§ Exercise directions:
Report, from the records below, every line where the word "ensure" appears.

[Opening Data extract section]

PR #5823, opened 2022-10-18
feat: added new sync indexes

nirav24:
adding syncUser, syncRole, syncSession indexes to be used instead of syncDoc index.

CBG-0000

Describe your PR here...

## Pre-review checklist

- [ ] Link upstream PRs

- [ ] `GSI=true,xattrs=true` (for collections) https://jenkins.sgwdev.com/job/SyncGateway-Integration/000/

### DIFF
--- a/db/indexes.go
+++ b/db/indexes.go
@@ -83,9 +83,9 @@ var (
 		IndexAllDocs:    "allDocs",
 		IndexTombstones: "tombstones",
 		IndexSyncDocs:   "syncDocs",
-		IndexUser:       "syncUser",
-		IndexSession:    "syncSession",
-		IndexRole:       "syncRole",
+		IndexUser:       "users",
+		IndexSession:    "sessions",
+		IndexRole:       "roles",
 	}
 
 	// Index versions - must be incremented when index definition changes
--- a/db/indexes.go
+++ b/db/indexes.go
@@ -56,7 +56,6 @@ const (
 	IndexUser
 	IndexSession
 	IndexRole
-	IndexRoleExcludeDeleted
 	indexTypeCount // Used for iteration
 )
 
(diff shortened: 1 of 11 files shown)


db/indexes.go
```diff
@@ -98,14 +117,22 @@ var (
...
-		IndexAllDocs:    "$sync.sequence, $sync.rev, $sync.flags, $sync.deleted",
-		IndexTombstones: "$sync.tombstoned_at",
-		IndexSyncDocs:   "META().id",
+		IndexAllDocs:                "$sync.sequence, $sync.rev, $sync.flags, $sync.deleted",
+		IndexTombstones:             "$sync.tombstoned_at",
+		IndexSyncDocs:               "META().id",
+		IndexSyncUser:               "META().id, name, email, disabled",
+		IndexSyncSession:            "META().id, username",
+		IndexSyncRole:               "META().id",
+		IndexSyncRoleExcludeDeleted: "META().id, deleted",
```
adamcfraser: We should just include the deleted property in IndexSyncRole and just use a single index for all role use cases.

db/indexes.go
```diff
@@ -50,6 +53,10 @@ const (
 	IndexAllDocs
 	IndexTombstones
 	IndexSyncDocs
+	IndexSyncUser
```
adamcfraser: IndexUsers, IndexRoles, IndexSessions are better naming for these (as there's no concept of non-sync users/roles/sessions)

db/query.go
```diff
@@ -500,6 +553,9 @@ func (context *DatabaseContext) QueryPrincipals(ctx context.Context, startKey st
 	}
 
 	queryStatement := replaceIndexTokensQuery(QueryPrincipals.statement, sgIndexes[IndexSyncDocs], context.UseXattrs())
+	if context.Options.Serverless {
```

[Closing Data extract section]
[Opening Data extract section]

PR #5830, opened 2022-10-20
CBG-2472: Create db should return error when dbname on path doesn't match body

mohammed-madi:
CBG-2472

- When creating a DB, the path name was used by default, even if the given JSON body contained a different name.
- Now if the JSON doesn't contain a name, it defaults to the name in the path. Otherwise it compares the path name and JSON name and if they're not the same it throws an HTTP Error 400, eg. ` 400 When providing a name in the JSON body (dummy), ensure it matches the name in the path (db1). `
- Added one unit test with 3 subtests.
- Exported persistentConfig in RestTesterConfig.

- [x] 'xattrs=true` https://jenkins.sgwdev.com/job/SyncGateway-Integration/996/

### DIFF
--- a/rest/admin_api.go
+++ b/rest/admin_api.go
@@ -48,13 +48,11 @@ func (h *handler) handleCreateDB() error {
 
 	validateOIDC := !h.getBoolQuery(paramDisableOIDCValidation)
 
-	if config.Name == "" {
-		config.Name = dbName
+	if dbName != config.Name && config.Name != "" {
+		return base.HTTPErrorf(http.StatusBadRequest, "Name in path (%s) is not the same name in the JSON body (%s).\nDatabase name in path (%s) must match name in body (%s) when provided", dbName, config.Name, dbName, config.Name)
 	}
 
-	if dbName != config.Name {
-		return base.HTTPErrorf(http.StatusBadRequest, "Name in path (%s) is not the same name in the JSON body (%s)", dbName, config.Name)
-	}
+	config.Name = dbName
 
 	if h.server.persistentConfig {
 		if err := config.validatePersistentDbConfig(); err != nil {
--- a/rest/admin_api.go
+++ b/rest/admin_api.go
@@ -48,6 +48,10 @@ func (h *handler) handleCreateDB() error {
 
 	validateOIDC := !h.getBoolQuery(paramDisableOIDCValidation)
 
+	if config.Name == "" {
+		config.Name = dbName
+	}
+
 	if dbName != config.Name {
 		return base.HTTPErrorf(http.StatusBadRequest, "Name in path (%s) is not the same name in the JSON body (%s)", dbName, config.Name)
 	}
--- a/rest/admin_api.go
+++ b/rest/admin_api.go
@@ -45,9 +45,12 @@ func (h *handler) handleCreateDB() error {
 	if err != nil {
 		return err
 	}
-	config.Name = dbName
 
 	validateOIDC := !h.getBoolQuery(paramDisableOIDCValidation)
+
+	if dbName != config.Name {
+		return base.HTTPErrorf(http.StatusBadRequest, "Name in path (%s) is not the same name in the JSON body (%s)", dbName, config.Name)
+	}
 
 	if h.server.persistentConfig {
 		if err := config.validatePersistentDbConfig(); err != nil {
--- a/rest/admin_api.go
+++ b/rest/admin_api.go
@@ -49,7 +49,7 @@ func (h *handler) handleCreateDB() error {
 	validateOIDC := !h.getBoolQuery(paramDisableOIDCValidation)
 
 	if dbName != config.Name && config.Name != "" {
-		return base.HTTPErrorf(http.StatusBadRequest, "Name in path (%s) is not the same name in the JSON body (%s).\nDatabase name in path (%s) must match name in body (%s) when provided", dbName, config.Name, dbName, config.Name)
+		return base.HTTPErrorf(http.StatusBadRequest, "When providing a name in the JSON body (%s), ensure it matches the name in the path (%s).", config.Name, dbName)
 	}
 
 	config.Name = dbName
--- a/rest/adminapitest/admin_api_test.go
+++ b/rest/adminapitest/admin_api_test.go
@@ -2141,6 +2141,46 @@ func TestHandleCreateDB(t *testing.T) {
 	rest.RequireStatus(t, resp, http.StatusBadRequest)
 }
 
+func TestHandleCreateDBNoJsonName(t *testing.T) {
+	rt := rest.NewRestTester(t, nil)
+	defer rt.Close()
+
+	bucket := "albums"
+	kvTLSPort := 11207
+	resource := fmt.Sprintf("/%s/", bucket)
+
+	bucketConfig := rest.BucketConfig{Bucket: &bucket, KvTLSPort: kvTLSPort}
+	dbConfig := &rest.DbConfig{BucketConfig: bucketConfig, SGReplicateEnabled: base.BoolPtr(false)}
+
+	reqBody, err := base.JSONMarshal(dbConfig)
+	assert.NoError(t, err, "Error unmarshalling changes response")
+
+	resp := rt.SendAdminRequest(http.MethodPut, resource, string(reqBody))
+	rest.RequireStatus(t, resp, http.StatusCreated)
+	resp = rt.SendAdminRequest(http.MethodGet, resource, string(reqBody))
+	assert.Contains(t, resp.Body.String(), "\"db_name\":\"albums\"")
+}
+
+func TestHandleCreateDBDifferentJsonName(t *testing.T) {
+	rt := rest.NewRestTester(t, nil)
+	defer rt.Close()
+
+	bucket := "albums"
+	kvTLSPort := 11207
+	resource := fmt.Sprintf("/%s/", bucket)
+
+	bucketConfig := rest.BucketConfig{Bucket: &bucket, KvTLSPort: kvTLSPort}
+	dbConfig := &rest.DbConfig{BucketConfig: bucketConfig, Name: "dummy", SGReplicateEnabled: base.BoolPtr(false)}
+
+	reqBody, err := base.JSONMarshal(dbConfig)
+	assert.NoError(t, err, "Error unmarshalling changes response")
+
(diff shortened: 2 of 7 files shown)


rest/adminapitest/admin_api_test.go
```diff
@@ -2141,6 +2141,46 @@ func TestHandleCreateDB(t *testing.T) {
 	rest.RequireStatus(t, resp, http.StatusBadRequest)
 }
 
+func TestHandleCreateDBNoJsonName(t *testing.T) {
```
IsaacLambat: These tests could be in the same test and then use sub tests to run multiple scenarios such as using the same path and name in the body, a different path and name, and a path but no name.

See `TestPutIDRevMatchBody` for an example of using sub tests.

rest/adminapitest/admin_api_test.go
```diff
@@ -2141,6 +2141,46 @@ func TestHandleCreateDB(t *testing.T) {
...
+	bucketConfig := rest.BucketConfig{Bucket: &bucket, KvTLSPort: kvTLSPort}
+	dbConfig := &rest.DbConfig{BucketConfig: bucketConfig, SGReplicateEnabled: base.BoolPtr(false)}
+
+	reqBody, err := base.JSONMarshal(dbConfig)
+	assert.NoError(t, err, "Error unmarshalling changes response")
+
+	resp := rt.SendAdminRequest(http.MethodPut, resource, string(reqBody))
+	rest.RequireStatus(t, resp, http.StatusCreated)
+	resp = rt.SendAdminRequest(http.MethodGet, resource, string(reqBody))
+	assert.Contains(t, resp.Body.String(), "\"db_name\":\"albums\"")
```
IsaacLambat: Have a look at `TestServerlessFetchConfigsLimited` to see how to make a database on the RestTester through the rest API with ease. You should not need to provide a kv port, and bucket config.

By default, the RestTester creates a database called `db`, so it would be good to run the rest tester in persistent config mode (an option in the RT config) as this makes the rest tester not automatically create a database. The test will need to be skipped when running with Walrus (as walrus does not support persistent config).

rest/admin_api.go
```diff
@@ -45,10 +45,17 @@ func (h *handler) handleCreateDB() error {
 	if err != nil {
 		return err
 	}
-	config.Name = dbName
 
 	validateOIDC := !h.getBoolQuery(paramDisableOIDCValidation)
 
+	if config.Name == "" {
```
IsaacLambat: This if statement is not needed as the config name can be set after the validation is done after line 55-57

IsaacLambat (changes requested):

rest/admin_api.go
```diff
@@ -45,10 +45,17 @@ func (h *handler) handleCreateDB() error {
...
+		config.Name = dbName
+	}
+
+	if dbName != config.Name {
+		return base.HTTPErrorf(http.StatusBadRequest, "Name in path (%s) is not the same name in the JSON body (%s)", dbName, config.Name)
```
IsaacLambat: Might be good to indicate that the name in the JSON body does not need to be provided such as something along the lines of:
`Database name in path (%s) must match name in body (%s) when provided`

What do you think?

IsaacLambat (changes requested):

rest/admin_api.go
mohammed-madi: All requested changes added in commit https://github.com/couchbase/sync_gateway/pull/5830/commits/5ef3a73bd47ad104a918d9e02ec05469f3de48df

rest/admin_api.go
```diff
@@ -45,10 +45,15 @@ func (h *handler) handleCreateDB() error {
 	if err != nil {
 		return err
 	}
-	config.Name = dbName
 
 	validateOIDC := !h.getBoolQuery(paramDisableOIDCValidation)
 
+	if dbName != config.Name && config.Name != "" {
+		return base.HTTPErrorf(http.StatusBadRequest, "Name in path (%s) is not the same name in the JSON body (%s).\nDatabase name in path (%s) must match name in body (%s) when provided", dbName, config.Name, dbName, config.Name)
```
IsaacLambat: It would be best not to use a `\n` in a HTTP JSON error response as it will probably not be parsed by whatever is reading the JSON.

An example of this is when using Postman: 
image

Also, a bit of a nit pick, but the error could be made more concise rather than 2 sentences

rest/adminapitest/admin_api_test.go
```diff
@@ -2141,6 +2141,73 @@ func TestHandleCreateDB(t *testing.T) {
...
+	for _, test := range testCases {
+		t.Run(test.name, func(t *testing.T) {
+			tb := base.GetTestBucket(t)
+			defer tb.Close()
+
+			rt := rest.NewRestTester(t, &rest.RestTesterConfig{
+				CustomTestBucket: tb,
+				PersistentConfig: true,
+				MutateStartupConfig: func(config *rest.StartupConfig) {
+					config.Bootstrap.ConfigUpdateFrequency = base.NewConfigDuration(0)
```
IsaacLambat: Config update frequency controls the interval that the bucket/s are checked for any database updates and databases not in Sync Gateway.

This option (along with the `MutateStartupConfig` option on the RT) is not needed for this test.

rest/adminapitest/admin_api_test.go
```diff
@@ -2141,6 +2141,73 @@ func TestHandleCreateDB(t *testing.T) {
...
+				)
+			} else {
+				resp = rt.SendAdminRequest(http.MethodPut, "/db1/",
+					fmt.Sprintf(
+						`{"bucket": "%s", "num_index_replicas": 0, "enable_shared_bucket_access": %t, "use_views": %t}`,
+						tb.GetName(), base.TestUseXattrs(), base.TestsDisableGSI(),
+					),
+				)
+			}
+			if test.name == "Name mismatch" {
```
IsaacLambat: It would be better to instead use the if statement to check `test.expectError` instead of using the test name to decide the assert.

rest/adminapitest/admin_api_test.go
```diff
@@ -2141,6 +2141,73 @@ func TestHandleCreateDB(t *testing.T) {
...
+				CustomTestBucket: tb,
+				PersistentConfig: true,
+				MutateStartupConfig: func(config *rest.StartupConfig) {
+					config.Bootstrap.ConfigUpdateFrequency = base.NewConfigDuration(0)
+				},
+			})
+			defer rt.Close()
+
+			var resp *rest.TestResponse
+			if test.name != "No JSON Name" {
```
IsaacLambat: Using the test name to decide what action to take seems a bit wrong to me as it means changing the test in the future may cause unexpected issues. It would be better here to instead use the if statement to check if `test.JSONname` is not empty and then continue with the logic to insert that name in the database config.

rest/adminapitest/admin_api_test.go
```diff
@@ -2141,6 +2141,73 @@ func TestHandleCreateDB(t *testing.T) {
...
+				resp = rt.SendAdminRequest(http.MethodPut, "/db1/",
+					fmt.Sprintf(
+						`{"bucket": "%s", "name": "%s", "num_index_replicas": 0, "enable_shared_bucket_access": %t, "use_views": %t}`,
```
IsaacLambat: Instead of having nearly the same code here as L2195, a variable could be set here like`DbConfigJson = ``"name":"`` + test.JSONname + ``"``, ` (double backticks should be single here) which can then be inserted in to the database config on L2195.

[Closing Data extract section]

§ Exercise response:
- Now if the JSON doesn't contain a name, it defaults to the name in the path. Otherwise it compares the path name and JSON name and if they're not the same it throws an HTTP Error 400, eg. ` 400 When providing a name in the JSON body (dummy), ensure it matches the name in the path (db1). `
+		return base.HTTPErrorf(http.StatusBadRequest, "When providing a name in the JSON body (%s), ensure it matches the name in the path (%s).", config.Name, dbName)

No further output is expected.